Hydrostatic Test Report: 2″ Ground Joint Wildcatter

*** This test was performed on an unusual hose, in order to test the upper limits of the Crimped Ground Joint Fitting and Ferrule combination. The results of this test show the extreme pressures that this system can endure.

COUPLINGS

Ground Joint Couplings: Interlocking Male Stems – Coupling/ferrule system rated to 1000 psi. WP

TESTED HOSE SYSTEM

High Pressure Air: 2” Dayco Wildcatter rated to 3000 psi.***

ATTACHMENT

Crimped: plated steel long ferrules

GOAL

To achieve 4000 psi (1000 psi Ground Joint/Ferrule Working Pressure @ 4 to 1 Safety Factor)

RESULTS

To exceed 4000 psi. (coupling/ferrule WP of 1000 psi. @ 4 to 1 Safety Factor)

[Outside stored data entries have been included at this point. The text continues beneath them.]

PR #748, opened 2023-07-24
[jenkins]: add support to build different version of python images

Wayonb:
Test are only run in Ubuntu 22.04

## What's the issue?
shoestring is run on multiple version of Ubuntu which leads to failures for end users on Ubuntu 20.04 and Ubuntu 23.04.

create test images for Ubuntu 20.04 and 23.04 which will be run on a weekly schedule.

run docker build locally to test.

### DIFF
--- a/jenkins/docker/python.Dockerfile
+++ b/jenkins/docker/python.Dockerfile
@@ -1,4 +1,6 @@
-FROM ubuntu:22.04
+ARG FROM_IMAGE='ubuntu:22.04'
+
+FROM ${FROM_IMAGE}
 
 # install tzdata first to prevent 'geographic area' prompt
 RUN apt-get update >/dev/null \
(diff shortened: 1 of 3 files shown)


jenkins/docker/python.Dockerfile
```diff
@@ -31,7 +31,14 @@ RUN ARCH=$([ "$(uname -m)" = "x86_64" ] && echo "linux" || echo "aarch64") \
...
 
 # add ubuntu user (used by jenkins)
-RUN useradd --uid 1000 -ms /bin/bash ubuntu
-ENV PATH=$PATH:/home/ubuntu/.local/bin
-
+RUN id -u "ubuntu" || useradd --uid 1000 -ms /bin/bash ubuntu
+USER ubuntu
 WORKDIR /home/ubuntu
+
+# create virtual environment which is required by Ubuntu 23.04
```
Jaguar0625, line 38: , before which

jenkins/infra/jenkins/build-ci-image-all.groovy
```diff
@@ -43,46 +43,60 @@ pipeline {
 
 		stage('build ci images') {
 			parallel {
-				stage('cpp') {
+				stage('cpp - ubuntu:22.04') {
 					steps {
 						script {
-							dispatchBuildCiImageJob('cpp')
+							dispatchBuildCiImageJob('cpp', 'ubuntu:22.04')
```
Jaguar0625, line 49: can you not use default argument instead of specifying 22.04 everywhere?

jenkins/infra/jenkins/build-ci-image.groovy
```diff
@@ -7,6 +7,9 @@ pipeline {
 		choice name: 'ARCHITECTURE',
 			choices: ['amd64', 'arm64'],
 			description: 'Computer architecture'
+		choice name: 'BASE_IMAGE',
+				choices: ['ubuntu:22.04', 'ubuntu:20.04', 'ubuntu:23.04'],
+				description: 'Base image'
```
Jaguar0625, line 12: extra indent

jenkins/infra/jenkins/build-ci-image-all.groovy
Wayonb: Yea, I had a default parameter in first commit but then change it to make it more readable.
Since the stage names are updated, it make sense to use the default parameter.

Jaguar0625 (approved):

jenkins/infra/jenkins/build-ci-image-all.groovy
```diff
@@ -43,49 +43,63 @@ pipeline {
 
 		stage('build ci images') {
 			parallel {
-				stage('cpp') {
+				stage('cpp - ubuntu:22.04') {
```
Jaguar0625, line 46: not sure if we need `ubuntu:22.04` in description vs something like more general like `default` or nothing, as latter would make updating default Ubuntu OS fewer changes

Wayonb: yea, I thought the same also.

Jaguar0625 (approved):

Although the test was not conducted to ASTM D380 standards due to the steps in pressurization, all other aspects were in conformance. See engineering details below.

HOSE

2″ Dayco Wildcatter hose, 3000 psi. WP, initial length of 17”.

END CONNECTION #1

Assembled by Campbell, IMS-8, a 2″ interlocking male stem with an FPS200252L plated steel ferrule. Hose wall measured between .345″ and .375″ (.360″ average). The ferrule was crimped to a setting of 2.700 in a single hit per chart crimp A, dated 1-10-03. Crimp diameter verified at between 2.700 and 2.720. This end was connected to our tester manifold using an adapter through our usual 3/4″ ground joint style connection. Teflon tape and pipe dope was used on the NPT threads.

END CONNECTION #2

Assembled by Campbell, same as above. This end was fitted with a valve adapter with valve attached. Teflon tape and pipe dope was used on the NPT threads.

TEST

The assembly was filled with water and air was evacuated from the system by use of the valve at the free end of the assembly. Pressure was raised in steps to allow observation. The approximate temperature of the test components was 75 °F. See in tester photo.

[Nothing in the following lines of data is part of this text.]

PR #749, opened 2023-07-24
[sdk]: add function for looking up friendly transaction name given type and version

Jaguar0625:
f(type, version) => friendly name

requested by community

### DIFF
--- a/catbuffer/schemas/nem/transaction_type.cats
+++ b/catbuffer/schemas/nem/transaction_type.cats
@@ -16,7 +16,7 @@ enum TransactionType : uint32
 	MULTISIG_COSIGNATURE = 0x1002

Pressure was raised to fitting working pressure of 1250 psi. No leaks or fitting separation was detected. The hose only slightly elongated, no further elongation was detected thereafter.

Pressure was raised to hose working pressure of 3000 psi. No leaks or fitting separation was detected.

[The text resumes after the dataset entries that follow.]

PR #763, opened 2023-08-08
[jenkins]: Add a custom publish script

Wayonb:
Publishing a package is not customizable by each project.

## What's the issue?
Projects can only publish one artifact from each project.

A project can provide a publishing script that will allow custom steps to publish an artifact.

Testing in Jenkins

### DIFF
--- a/jenkins/shared-library/vars/publish.groovy
+++ b/jenkins/shared-library/vars/publish.groovy
@@ -77,9 +77,6 @@ void pythonPublisher(Map config, String phase) {
 	}
 
 	withCredentials([string(credentialsId: credentialsId, variable: 'PYPI_TOKEN')]) {
-		env.TWINE_USERNAME = '__token__'
-		env.TWINE_PASSWORD = env.PYPI_TOKEN
-
 		publishArtifact {
 			Object requirementsFile = readFile 'requirements.txt'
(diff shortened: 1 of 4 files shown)


jenkins/shared-library/vars/publish.groovy
```diff
@@ -72,22 +76,27 @@ void pythonPublisher(Map config, String phase) {
...
-		if (isAlphaRelease(phase)) {
-			runScript('poetry config "repositories.test" "https://test.pypi.org/legacy/"')
-			runScript("poetry config 'pypi-token.test' ${POETRY_PYPI_TOKEN_PYPI}")
-			runScript('poetry publish --repository "test"')
-		} else {
-			runScript("poetry config 'pypi-token.pypi' ${POETRY_PYPI_TOKEN_PYPI}")
-			runScript('poetry publish')
+	withCredentials([string(credentialsId: credentialsId, variable: 'PYPI_TOKEN')]) {
+		env.TWINE_USERNAME = '__token__'
+		env.TWINE_PASSWORD = env.PYPI_TOKEN
```
Jaguar0625, line 81: if possible, it would be better to set these in publish.sh to avoid the twine knowledge here

if not possible, ok, but might add comment

Jaguar0625 (approved):
👍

Pressure was raised to 1.5 times hose working pressure or 4500 psi. No leaks or fitting separation was detected.

Pressure was raised to two times hose working pressure or 6000 psi. No leaks or fitting separation was detected.

Pressure was then more rapidly raised until a failure was observed at 9500 psi. The failure was the ferrule interlock opening up under the force and separating from the fitting located at the valve end. This allowed the inner tube to elongate and the plies of the hose to separate. The inner tube remained on the fitting and the ferrule stayed with the outer cover giving the appearance of the ferrule peeling back the wire braid and cover from the inner tube. See failure and failure close up photos. The other fitting and ferrule located at the manifold end was intact. See intact photo.

CONCLUSION

Raising the pressure in a slower manner allows observation that is not usually possible by rapid pressurization. Seeing any problems before failure is as important as noting the failure pressure.

Although the assembly did not reach four times hose working pressure, it did far exceed four times working pressure of the fitting. The assembly exceeded the 1000 psi. fitting pressure rating by 9.5 times safety factor. Certainly operating at 1000 psi. at 70°F, as the fitting was intended, should not present any problem for this assembly combination.